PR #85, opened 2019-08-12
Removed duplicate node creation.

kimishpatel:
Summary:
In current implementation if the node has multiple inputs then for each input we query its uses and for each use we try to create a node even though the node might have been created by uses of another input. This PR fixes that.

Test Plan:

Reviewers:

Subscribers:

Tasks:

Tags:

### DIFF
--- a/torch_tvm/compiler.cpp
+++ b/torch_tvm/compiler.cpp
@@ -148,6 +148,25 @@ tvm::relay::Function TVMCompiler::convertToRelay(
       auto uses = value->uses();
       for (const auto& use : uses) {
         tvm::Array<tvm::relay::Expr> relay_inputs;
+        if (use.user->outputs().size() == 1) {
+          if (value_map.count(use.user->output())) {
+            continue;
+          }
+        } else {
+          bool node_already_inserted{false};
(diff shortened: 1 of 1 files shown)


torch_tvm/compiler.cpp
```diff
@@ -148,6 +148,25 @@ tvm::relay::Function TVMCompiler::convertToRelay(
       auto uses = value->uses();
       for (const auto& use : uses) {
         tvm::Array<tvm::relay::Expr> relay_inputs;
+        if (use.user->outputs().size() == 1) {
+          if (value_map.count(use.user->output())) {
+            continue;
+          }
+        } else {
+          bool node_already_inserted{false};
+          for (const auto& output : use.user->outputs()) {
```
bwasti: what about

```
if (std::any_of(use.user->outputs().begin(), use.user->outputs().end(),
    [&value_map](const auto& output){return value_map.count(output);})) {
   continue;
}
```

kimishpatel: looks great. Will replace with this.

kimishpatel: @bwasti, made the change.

#####

_Your goal_
Within the entries, count the lines that contain the word "outputs". Give that number and no more.

_Exercise response_
4